Author of
The Odd Couple and
The Sunshine Boys won a Pulitzer and four Tonys, and dominated Broadway for many years
The Pulitzer and Tony-winning playwright
Neil Simon has died, it was announced on Sunday. He was 91.
Simon was prolific – his hit plays and musicals included The Odd Couple, Barefoot in the Park, Sweet Charity, The Sunshine Boys, Brighton Beach Memoirs and Biloxi Blues, which made Matthew Broderick a Broadway and Hollywood star. He was also a prolific author of screenplays, including successful adaptations of The Odd Couple and Barefoot in the Park. A standard Broadway joke had it that only William Shakespeare wrote more hit plays.
Simon won the Pulitzer in 1991, for Lost in Yonkers, three Tony awards and one for special achievement, and the Mark Twain prize for humour. He was nominated for four screenplay Oscars without winning, but was a Kennedy Center honoree and had a Broadway Theater, the Alvin, named for him in 1983.
In 1997, he told the Washington Post: “I know that I have reached the pinnacle of rewards. There’s no more money anyone can pay me that I need. There are no awards they can give me that I haven’t won. I have no reason to write another play except that I am alive and I like to do it.”
Simon wrote comedy.
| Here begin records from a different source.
PR #1284, opened 2020-11-22
Layer refresh on the tft delayed during print

### LINKED ISSUE #1278: [BUG] stuttering Print with BIGTREETECH TFT35-E3 V3.0
If printing from TFT a cylinder for testing spiralize mode and the ttf is at start-screen its stuttering. if i'm in a submenu, only about all 3-10 seconds a short stuttering. If the same file at marlin-mode no stuttering. tried
 higher Baud and the fast mode for gcode, but not made it better.
the High-value at z-axis is flickering, too.

Used the BTT TF Cloud (copied on it before directly at the MicroSD with cardreader, cause Wifi not working to transfer with Win10)

A lot of Blobs and Zits at Surface

Same file from same SD Card at Marlinmode plugged in at Mainboard are working without any Problems.

Marlin and TFT Firmware downloaded today evening.
[Btt.zip](https://github.com/bigtreetech/BIGTREETECH-TouchScreenFirmware/files/5578575/Btt.zip)

kisslorand:
### Requirements

BTT TFT or MKS TFT.

### Description

Delays the refresh of the layer on TFT during print.
### Benefits

Avoids stuttering (especially on vase mode when it is updated at every program loop).
### Related Issues
Hopefully fixes #1278


guruathwal:
instead of drawing every 500ms, it would be better to draw only if the value changes.

oldman4U:
Hi Gurmeet, we missed you!;-)

The problem is, that there are prints where the layer changes very often which causes issues #1278. As you know, I am not a big fan to let the majority of the users suffer, just to fix edge cases. But the ability to get a proper Z layer information has been highly requested, so the feature itself is great. So I believe we need both, the information on layer change, but also a limit, how often such a change is displayed. Maybe I remember right, that using Marlin with an LCD display, some of the values shown have been updated most of the times, but not every time. So for example in case a Z-hop was activated, this information sometimes was updated but not every time.

Just my 2 cents as a user and not an expert - as usual...

TFT/src/User/Menu/PrintingMenu.c
```diff
@@ -31,7 +31,9 @@ const GUI_RECT printinfo_val_rect[6] = {
 };
 
 static uint32_t nextTime = 0;
+static uint32_t nextDrawTime = 0;
 static uint32_t toggle_time = 2000; // 1 seconds is 1000
+static uint32_t drawTime = 500; // 1 seconds is 1000
```
guruathwal, line 36: use #define for constant values

```suggestion
#define drawTime  500 // 1 seconds is 1000
```

kisslorand: Good idea!

radek8:
> instead of drawing every 500ms, it would be better to draw only if the value changes.

It's not a good idea.
the user prints a single-threaded cylinder. It was cut like a continuous spiral.
There was a change on the Z axis in each step.
The value was constantly updated in such a way that the TFT did not manage to send data to Marlin because it was overloaded with the CPU updating the icon. 
#1278  Watch the attached video

guruathwal:
@oldman4U I am busy with some important work. 
I remember that the solution I am suggesting was already added by me at the time of developing the new printing screen, Which I think in this case is not helping, as the layer changes are too frequent. But instead of using the time delay it might be useful to add a minimum change in layer height to trigger the redraw, like redraw only if change is above 0.1MM. this way it ensure redraw only when change is detected.

@radek8 A few weeks back I printed two vases with a TFT35_V2 and I did not witnessed any stutter or pause. the layer height was changing at a high rate without any stutter. The firmware on it is updated to this commit https://github.com/bigtreetech/BIGTREETECH-TouchScreenFirmware/pull/1215. 
In the videos you mentioned the print is stuttering even when the TFT is not on the printing status screen. also it is interesting to note that in the second video (https://drive.google.com/file/d/19RmHP9KzZJHkLU3jw9eeTq7snzhh5mT0/view), the pauses occur at almost same time interval as in first video (https://drive.google.com/file/d/19hSKkBuUWvKoLZ9B8F7ySwUMvJO7HY-n/view?usp=drivesdk) and the pauses are in sync with change in page counts in terminal screen. 
Another question arises is that why the print does not pauses in terminal when the full screen (which is larger than 10x the area of the layer height icon) is updated about more than 10 times but pauses only with the page count?

kisslorand:
I just tested with and without the layer change delay. I am on Artillery SWX1, SKR1.4Turbo motherboard. Stutters badly with no delay and plays nice without any hiccup with the 500ms delay in place. With 500ms we can have best of both worlds, very very fast and accurate layer height display and no stuttering.
I'm happy. :)

TFT/src/User/Menu/PrintingMenu.c
kisslorand: > use #define for constant values

Done.

oldman4U:
👍🏻

kisslorand <notifications@github.com> schrieb am Mo. 23. Nov. 2020 um 19:44:

radek8:
Tested and the repair works well

https://youtu.be/UIMzwTqPtLE

radek8:
> @ radek8 Před několika týdny jsem vytiskl dvě vázy s TFT35_V2 a nebyl jsem svědkem koktání ani pauzy. výška vrstvy se měnila vysokou rychlostí bez koktání. Firmware na něm je aktualizován na tento potvrzení [# 1215](https://github.com/bigtreetech/BIGTREETECH-TouchScreenFirmware/pull/1215) .
> Ve videích, která jste zmínili, je tisk koktání, i když TFT není na obrazovce stavu tisku. také je zajímavé poznamenat, že v druhém videu ( https://drive.google.com/file/d/19RmHP9KzZJHkLU3jw9eeTq7snzhh5mT0/view ) dochází k pozastavení téměř ve stejném časovém intervalu jako v prvním videu ( [jednotka https: //. google.com/file/d/19hSKkBuUWvKoLZ9B8F7ySwUMvJO7HY-n/view?usp=drivesdk](https://drive.google.com/file/d/19hSKkBuUWvKoLZ9B8F7ySwUMvJO7HY-n/view?usp=drivesdk) ) a pauzy jsou synchronizovány se změnou počtu stránek na obrazovce terminálu.
> Vyvstává další otázka, proč se tisk nezastaví v terminálu, když je celá obrazovka (která je větší než 10x plocha ikony výšky vrstvy) aktualizována více než 10krát, ale pozastaví se pouze s počtem stránek?

Guruathwal, yes, you must be right. Updating an icon with a layer height is not the only problem that causes stuttering. Further analysis of the problem would be needed.

PR #1291, opened 2020-11-27
update firmware and folder structure

bigtreetech:
### Description
* Adjust the structure of the precompiled firmware folder. The modified structure is shown in the following figure
image


oldman4U:
OK, now I have to adjust the ReadMe again...;-)

But of course this is much better!

Is there a way that you automated the building of the firmware? Marlin does a nightly build.

bigtreetech:
> 
> Is there a way that you automated the building of the firmware? Marlin does a nightly build.

I plan to write a .py plug-in, just like the [plug-in](https://github.com/bigtreetech/BIGTREETECH-TouchScreenFirmware/blob/master/buildroot/scripts/auto_gen_language_pack.py) that automatically generate the language pack. After compiling, it will automatically copy. Bin to the precompiled folder. In this way, if the firmware changes, the. Bin will also be updated to the latest

bigtreetech:
@oldman4U And thank you very much for your efforts

oldman4U:
This sounds great.

I am happy I can give back a little bit even I can not develop...

Thank you for your great products

PR #121, opened 2015-10-22
Keep in Sync

vlimant:
Adding initial hooks for ReReco in Unified


amaltaro:
As discussed via private emails (with Seangchan, JR, MAtteo and Dima), I'm merging it.

PR #123, opened 2015-11-09
Make recovery script work with DBS3 (and PNN stuff)

amaltaro:
In the end it was only 2 lines of change. We're still running a recovery workflow, so don't merge until we get positive results.

Besides that, there are 2 things to be fixed here:
1. handle ReReco with IncludeParents flag on
2. handle ReReco with lumiList

For more info, see
https://cms-logbook.cern.ch/elog/Workflow+processing/22154

### DIFF
--- a/recover/recover-v2.py
+++ b/recover/recover-v2.py
@@ -205,7 +205,7 @@ def getOutputModules(workload, initialTask = None):
     return outputModules
 
 def getFiles(datasetName, runBlacklist, runWhitelist, blockBlacklist,
-             blockWhitelist, dbsUrl):
+             blockWhitelist, dbsUrl, fakeLocation=False):
     """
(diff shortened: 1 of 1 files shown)


amaltaro:
As Julian noticed, we need to run it from a new wmagent release (1.0.11.pre8 or above).
I used vocms009, anyone can use that node until we upgrade production agents.

amaltaro:
Julian, as we discussed, I added a "-f" option that fakes input block location to FNAL and CERN storage elements (only when the block does not have a valid location like MSS or Buffer). This way we do not upload docs to the ACDCServer with empty location (that fails to be acquired).

Also kept some of my logging prints. Feel free to merge it and proceed with additional changes at your will ;)

PR #129, opened 2016-02-26
initial patch to use reqmgr2 api (Do not merge, yet)

ticoann:
There is error reported in assign script

### DIFF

Born in the Bronx in New York in 1927, he learned his trade in the city, writing jokes for comics including Sid Caesar, whose staff also included the young Mel Brooks and Carl Reiner.
It was rich soil in which to grow: in his Paris Review interview, published in 1994, he remembered “the screaming and fighting – a cocktail party without the cocktails, everyone yelling lines in and out, people getting very angry at others who were slacking off”.
Among the first tributes on social media on Sunday, the Seinfeld and Borat writer Larry Charles bracketed Simon with Woody Allen and Brooks as “three very similar and yet very different pillars of modern American comedy in the seventies (think Annie Hall, Blazing Saddles and the Odd Couple) … all … still deeply influential today”.
The Star Wars actor Mark Hamill called Simon a “GIANT of the American Theatre”; Vincent D’Onofrio said he was a “genius”; Elaine Paige said: “He truly was the king of Broadway comedy.”
News of Simon’s death came a day after it was announced that John McCain, the Repubican senator and presidential nominee, had died in Arizona, of brain cancer, at the age of 81.
The veteran broadcaster Dan Rather switched from discussing McCain’s life and legacy to write: “Neil Simon brought a unique eye for life to stage and screen. Through sharp characters and dialogue, he prodded us – in laughter and tears – to contend with the traits that make us human. Another voice who understood the power of art in our American story now belongs to eternity.”
Bill Evans, a longtime friend and press agent for Simon and director of media relations at the Shubert Organization, a Broadway powerhouse, told reporters Simon died in a Manhattan hospital early on Sunday, of complications from pneumonia.
In 2004, when Simon was 76 and going through dialysis, Evans gave him a kidney.
“We’ve been friends for 25 years,” Simon told the New York Times. “It’s wonderful of him to do this.”
Asked what he knew about such transplants and how he had decided to take such a huge step for his friend, Evans echoed accounts of Simon’s career.
“You hear nothing but success stories,” he said.